Chronic marijuana exposure has multiple adverse effects on the endocrine and reproductive systems, primarily decreased sperm quality. Other possible effects include decreased testosterone and male impotency. Because male infertility and poor semen quality also have been linked to an increased risk of testicular cancer, this further reinforced the researchers' hypothesis that marijuana use may be a risk factor for the disease.

 

Daling first got the idea to explore a possible association between marijuana use and testicular cancer about eight years ago, when she attended a talk by a physician at the University of Washington who presented findings that only two organs, the brain and the testes, had receptors for tetrahydrocannabinol, or THC, the main psychoactive component of marijuana. Since then, a number of other sites have been found to contain THC receptors, including the heart, uterus, spleen and immune-system cells.

 

The male reproductive system also naturally produces a cannabinoid-like chemical that is thought to have a protective effect against cancer. The authors speculate that marijuana use may disrupt this anti-tumor effect, which could be another explanation for the possible link between marijuana and increased risk of testicular cancer.

 

For the population-based, case-control study, Daling, Schwartz and colleagues interviewed 369 Seattle-Puget Sound-area men, ages 18 to 44, who had been diagnosed with testicular cancer about their history of marijuana use.
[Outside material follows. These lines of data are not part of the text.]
PR #291, opened 2015-09-17
fix to issue with minimap no displaying right spatial extent:change o…

bpasquer:
…ption for update of Saptial extent to always in iUpdateSpatialExtent component


bpasquer:
@lbesnard  : could you please take care of this one and deploy it pls.

PR #295, opened 2015-09-21
Created new harvester for snow petrel data

xhoenner:
Data bags to be created (UUID to be provided by Nat), new schema and role needed. 

SourceDir: 10-nsp-mel.emii.org.au:/mnt/imos-t4/IMOS/archive/eMII/TALEND_harvester/AATAMS/snowpetrel


lbesnard:
@xhoenner I can't find aatams_gls_metadata.csv to put in the context

lbesnard:
* context:
DestinationDb to Destination

* index 
maybe add an index on animal id since you're ordering on animal id and time ? Not sure if it would do anything as animalId is already a pkey

* view _data to _map ? can't remember what s the convention. For my last harvester I rechanged the view to _map ...

works fine otherwise, GJ

xhoenner:
Thanks @lbesnard for your comments. I've addressed the first two in https://github.com/aodn/harvesters/commit/b7d367b894c8d4325ffb98ac54ba8c16e0d7b0db. The view _data (3rd comment) is correct, there's a _map table to be used for the WMS layer.

bpasquer:
Just two comments because i like being picky 
-in the  aatams_biologging_snowpetrel_map why the start_date and end_date timestanmp without timezone?
job Harvest_snow_petrel_metadata the Deployment_longitude should be declared as double not float.

xhoenner:
@bpasquer Changed start_date and end_date as requested. Haven't changed Deployment longitude as the type for this particular field is handled in Liquibase anyway.

lbesnard:
good to be merged ??

bpasquer:
yes you can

For comparison purposes they also assessed marijuana use among 979 randomly selected age- and geography-matched healthy controls. (More than 90 percent of the cases and 80 percent of the controls in the study were Hispanic or non-Hispanic white men, due to the fact that testicular cancer is very rare in African-Americans, and because the Seattle-Puget Sound region has a relatively small African-American population.)

 

Study participants were also asked about other habits that may be correlated with marijuana use, including smoking and alcohol consumption. Even after statistically controlling for these lifestyle factors, as well as other risk factors, such as first-degree family history of testicular cancer and a history of undescended testes, marijuana use emerged as a significant, independent risk factor for testicular cancer.

 

The researchers emphasize that their results are not definitive, but rather open a door to more research questions.

 

"Our study is the first inkling that marijuana use may be associated with testicular cancer, and we still have a lot of unanswered questions," Schwartz said, such as why marijuana appears to be associated with only one type of testicular cancer. "We need to conduct additional research to see whether the association can be observed in other populations, and whether measurement of molecular markers connected to the pathways through which marijuana could influence testicular cancer development helps clarify any association that exists," he said.

 

In future studies the researchers plan to measure the expression of cannabinoid receptors in both seminomatous and nonseminomatous tumor tissue from the cases in the study, and to see whether variation in the genes for the receptors and other molecules involved in cannabinoid signaling influences the risk of testicular cancer.

 

In the meantime, Schwartz said, "What young men should know is that first, we know very little about the long-term health consequences of marijuana smoking, especially heavy marijuana smoking; and second, our study provides some evidence that testicular cancer could be one adverse consequence," he said. "So, in the absence of more certain information, a decision to smoke marijuana recreationally means that one is taking a chance on one's future health."

 

The National Cancer Institute, the National Institute on Drug Abuse and funds from the Hutchinson Center supported this research, which also involved researchers from the University of Washington, Vanderbilt University and Cincinnati Children's Research Foundation.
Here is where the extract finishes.